▸ DESCRIPTION OF THE TASK
Begin with the line that holds "tjwp: Also requires". Output it and all remaining lines of the material, verbatim, ending with the last.

▸ EXERCISE DATA
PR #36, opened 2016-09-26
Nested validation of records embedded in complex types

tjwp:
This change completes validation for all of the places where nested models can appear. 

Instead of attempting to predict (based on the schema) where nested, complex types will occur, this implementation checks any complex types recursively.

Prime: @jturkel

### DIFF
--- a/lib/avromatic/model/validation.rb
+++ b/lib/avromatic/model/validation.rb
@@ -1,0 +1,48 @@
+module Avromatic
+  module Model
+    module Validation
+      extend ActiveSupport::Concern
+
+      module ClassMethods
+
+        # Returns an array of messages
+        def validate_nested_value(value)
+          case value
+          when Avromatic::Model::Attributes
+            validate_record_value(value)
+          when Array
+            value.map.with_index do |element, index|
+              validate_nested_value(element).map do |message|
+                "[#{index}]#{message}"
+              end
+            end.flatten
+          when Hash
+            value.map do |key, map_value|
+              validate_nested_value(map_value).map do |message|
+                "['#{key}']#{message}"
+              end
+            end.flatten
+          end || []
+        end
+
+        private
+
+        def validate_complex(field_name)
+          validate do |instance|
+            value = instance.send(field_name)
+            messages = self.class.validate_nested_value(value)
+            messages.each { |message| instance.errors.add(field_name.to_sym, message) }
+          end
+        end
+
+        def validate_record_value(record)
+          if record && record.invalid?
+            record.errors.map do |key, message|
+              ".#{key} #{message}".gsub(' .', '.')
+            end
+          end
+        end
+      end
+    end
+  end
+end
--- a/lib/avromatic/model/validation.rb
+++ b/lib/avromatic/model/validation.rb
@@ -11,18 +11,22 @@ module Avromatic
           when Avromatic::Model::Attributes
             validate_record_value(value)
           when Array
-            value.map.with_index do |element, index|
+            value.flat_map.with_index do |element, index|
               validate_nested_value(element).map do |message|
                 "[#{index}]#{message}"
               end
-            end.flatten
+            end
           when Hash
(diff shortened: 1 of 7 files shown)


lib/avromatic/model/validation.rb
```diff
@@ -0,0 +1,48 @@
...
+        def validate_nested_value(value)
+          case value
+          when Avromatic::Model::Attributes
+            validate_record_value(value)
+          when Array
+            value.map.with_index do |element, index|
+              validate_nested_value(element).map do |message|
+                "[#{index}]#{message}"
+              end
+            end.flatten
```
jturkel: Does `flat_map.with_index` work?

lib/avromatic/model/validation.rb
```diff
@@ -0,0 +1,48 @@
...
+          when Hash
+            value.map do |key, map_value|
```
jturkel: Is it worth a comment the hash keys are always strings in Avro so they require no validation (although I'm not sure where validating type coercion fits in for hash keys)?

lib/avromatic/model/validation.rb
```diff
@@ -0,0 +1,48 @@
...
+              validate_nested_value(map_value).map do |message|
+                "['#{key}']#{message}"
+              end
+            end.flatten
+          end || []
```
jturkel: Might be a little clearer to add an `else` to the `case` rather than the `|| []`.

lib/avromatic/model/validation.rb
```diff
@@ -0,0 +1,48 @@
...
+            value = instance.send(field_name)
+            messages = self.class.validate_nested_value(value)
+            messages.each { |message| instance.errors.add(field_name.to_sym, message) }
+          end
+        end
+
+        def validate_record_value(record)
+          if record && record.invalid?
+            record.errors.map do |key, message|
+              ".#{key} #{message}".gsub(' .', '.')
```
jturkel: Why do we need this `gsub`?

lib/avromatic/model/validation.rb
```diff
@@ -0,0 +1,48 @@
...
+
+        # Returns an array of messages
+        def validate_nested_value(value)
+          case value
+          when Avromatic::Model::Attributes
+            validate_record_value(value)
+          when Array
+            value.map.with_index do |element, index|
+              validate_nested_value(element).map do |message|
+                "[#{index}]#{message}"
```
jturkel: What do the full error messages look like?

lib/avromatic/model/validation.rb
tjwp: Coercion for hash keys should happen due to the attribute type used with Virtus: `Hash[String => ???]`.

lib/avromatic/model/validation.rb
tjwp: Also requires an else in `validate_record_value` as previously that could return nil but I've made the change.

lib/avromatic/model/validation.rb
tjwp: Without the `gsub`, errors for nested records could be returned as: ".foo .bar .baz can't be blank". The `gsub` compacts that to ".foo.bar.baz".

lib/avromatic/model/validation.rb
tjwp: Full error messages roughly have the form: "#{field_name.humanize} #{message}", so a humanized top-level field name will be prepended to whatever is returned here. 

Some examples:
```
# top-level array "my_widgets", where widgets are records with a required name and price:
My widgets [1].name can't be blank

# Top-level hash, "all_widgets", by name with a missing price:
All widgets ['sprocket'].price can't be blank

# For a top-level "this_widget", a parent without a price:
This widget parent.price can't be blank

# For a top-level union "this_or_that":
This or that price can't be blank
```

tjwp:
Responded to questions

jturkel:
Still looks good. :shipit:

▸ OUTPUT FOR THIS EXERCISE
tjwp: Also requires an else in `validate_record_value` as previously that could return nil but I've made the change.

lib/avromatic/model/validation.rb
tjwp: Without the `gsub`, errors for nested records could be returned as: ".foo .bar .baz can't be blank". The `gsub` compacts that to ".foo.bar.baz".

lib/avromatic/model/validation.rb
tjwp: Full error messages roughly have the form: "#{field_name.humanize} #{message}", so a humanized top-level field name will be prepended to whatever is returned here. 

Some examples:
```
# top-level array "my_widgets", where widgets are records with a required name and price:
My widgets [1].name can't be blank

# Top-level hash, "all_widgets", by name with a missing price:
All widgets ['sprocket'].price can't be blank

# For a top-level "this_widget", a parent without a price:
This widget parent.price can't be blank

# For a top-level union "this_or_that":
This or that price can't be blank
```

tjwp:
Responded to questions

jturkel:
Still looks good. :shipit:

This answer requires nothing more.